Notes related to (mostly whole-computer) virtualization, emulation and simulation.

Virtualization, emulation, simulation · Docker notes · Qemu notes

Hardware level - emulation, simulation, and hardware virtualization

Generally,

simulation means imitating the resulting behaviour
sometimes just the surface level (but that's often so specific-purpose that it's too much work)
so you often go lower level, but stop at the highest level you can get away with, because that often makes things simpler
emulation means replicating how the internals work
as precisely as sensible or required, often at a much lower level
either out of necessity (e.g. emulating how an old CPU works so you can run anything on it)
or out of preference (e.g. emulating imperfections as well as the specs)



Yes, this is regularly something of a sliding scale, but it turns out a lot of cases fall mostly on one side or the other.




When hardware is compatible, and software environment is quite similar

When software environment is quite different

When hardware, or software environment, is completely different

Same-architecture emulation, virtualization - virtual machines

Tangent: protection

Protection is not virtualization, but plays a useful part of it - and arguably a pretty necessary one in practice.

Memory protection

Protection rings

This article/section is a stub — some half-sorted notes, not necessarily checked, not necessarily correct.

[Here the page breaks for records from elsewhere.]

PR #1595, opened 2021-04-15
Certificates export: embed/inline allowed external assets

### LINKED ISSUE #1509: Missing stylesheets in saved certificates, when serving them (stylesheets) trough a CDN.
### Reproduction Steps
Edit:

What I said below, while it's technically true, doesn't take into account the fact that, because of this line:
https://github.com/gocodebox/lifterlms/blob/4.13.0/includes/class.llms.certificates.php#L263-L265
we totally skip external stylesheets, and remove them later:
https://github.com/gocodebox/lifterlms/blob/4.13.0/includes/class.llms.certificates.php#L285-L289

~~This is more a guess based on the code and on something I could actually reproduce.
Basically I theorized this when handling the ticket HS-151532 
I suggested to disable the CDN and that very issue seemed to be resolved, so I'm quite sure my guess was good.
Also because I verified that retrieving one of those stylesheets hosted on the CDN with `file_get_content()` on my machine - with `fopen_wrappers` disabled - was working fine, so it _shouldn't_ be a problem related to the CDN settings/firewall. All these are guesses at this stage.~~

~~So let's go with reproduction steps.
(implies [fopen_wrappers](https://www.php.net/manual/en/filesystem.configuration.php#ini.allow-url-fopen) are disabled).~~

+ Use CDN for your stylesheets :D
or
+ for testing purposes, you can just enqueue some external stylesheet
+ save a certificate 
+ Inspect the html

### Expected Behavior

+ I'd expect the style to be correctly inlined

### Actual Behavior

+ You'll not see the "external" stylesheet enqueued no

The problem is that I think we "assume" that all the stylesheets are local here:
https://github.com/gocodebox/lifterlms/blob/4.13.0/includes/class.llms.certificates.php#L263-L265

Also we need to keep in mind that if we just avoid that skip we can still have problems retrieving external stylesheets via `file_get_contents()`.
https://github.com/gocodebox/lifterlms/blob/4.13.0/includes/class.llms.certificates.php#L268-L269

We know that we just can't assume `file_get_contents()` will work when using URLs, so I think that when we get an external URL we should go with curl (or `wp_remote_get()`).

The idea is to keep skipping some external sylesheets: e.g. fonts cdn (with a filterable blocklist); but to retrieve remote ones.

### Error Messages / Logs

n/a

LiferLMS 4.13.0

</details>

### This issue has beeb recreated:
+ [x] Locally
+ [ ] On a staging site
+ [x] On a production website

n/a

### Related User Information

HS-151532

eri-trabiccolo:
## Description
Fixes #1509 

## How has this been tested?
manually and new unit tests

## Types of changes

## Checklist:


thomasplevy (commented):
This looks good

However, I'm wondering if we should the stylesheet and image functionality into submethods

For example:
`private function modify_dom_links( $dom ) { ... }`
`private function modify_dom_images( $dom ) { ... }`

Pass the `$dom` variable into these sub methods and perform the logic in there, it wouldn't have to return anything.

Making these smaller methods would make it a little easier to test the sub methods independently and would also improve the CC code quality metrics

eri-trabiccolo:
@thomasplevy 
ready.

Needed to added further images from unsplash:
https://unsplash.com/photos/rDMacl1FDjw
https://unsplash.com/photos/R7ftweJR8ks

because one of the two already available in the test assets was too big and broke the DOM so that the tests failed.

Feel free to ignore, or tell me about it.


Protection rings are the general idea of "you must be this privileged (or better) to do the thing."


Basically all platforms designed for memory isolation will have some sort of privilege system.

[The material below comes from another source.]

PR #1612, opened 2021-04-28
Added public getter to retrieve llms form fields from a list of wp blocks

eri-trabiccolo:
## Description
Need this to retrieve the list of fields in a reusable block's content, so that when the reusable block is saved we can manipulate the fields (e.g. update the "tracked fields" option).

For example, On x86, there are multiple privilege levels, called rings.

It is effectively the CPU being told (by the kernel) when to say no to IO accesses. Which is complementary to the kernel (VMM)telling the MPU (and then CPU) when o say no to memory accesses.


x86 processors have four such levels, and diagrams always make a point of this, but as far as I can tell, most OSes only actually use two of them:

"stuff the the kernel can do", i.e. everything - often in ring 0
programs, which have to go via the OS to speak to most hardware anyway - often in ring 3


A few OSes have experimented with using more, and e.g. put drivers in a third ring (less privileged than the kernel, more than programs), but most have apparently decided this is not worth the extra bother, for both technical and practical reasons.

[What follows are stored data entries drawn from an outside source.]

PR #1631, opened 2021-05-10
Admin profile fields

eri-trabiccolo:
## Description
wip

This PR aims to refactor the way we add llms core and custom fields to the user profile (admin).

## How has this been tested?
manually and existing unit tests

Misses new tests and deprecations.

## Types of changes

## Checklist:
- [x ] My code follows the LifterLMS Coding & Documentation Standards.

### DIFF
--- a/includes/admin/class-llms-admin-profile.php
+++ b/includes/admin/class-llms-admin-profile.php
@@ -13,7 +13,7 @@ defined( 'ABSPATH' ) || exit;
 /**
  * Handle extra profile fields for users in admin
  *
- * Applies to edit-user.php, & profile.php.
+ * Applies to edit-user.php & profile.php.
  *
  * @since [version]
  */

OpenVMS apparently uses four.


For more concrete implementation details, look for IOPL.


ARM processors have no rings like that, but have a fairly regular user mode, and a supervisor mode that gives more control, that can be used in much the same way(verify).

not-really-rings

AMD-V and Intel VT-x and other hardware-assisted virtualization are regularly referred to as Ring -1.

Which they are not, because it's an entirely different mechanism from IOPL.

Yet it gets the point across that it allows multiple OSes to run, unmodified, while each can assume and act like they are Ring 0 on the CPU, and the hardware still ensures this doesn't cause conflicts, or big security holes.


There is also a System Management Mode (SMM), referring to a CPU mode where regular OS is suspended and external firmware is running instead.

This was initially (386 era) meant for hardware debugging, later also used to implement some BIOS-level/assisted features like Advanced Power Management, USB legacy support, and a handful of other relatively specific things.

SMM is sometimes referred to as Ring -2. Also not accurate, though it could potentially be used for something resembling that.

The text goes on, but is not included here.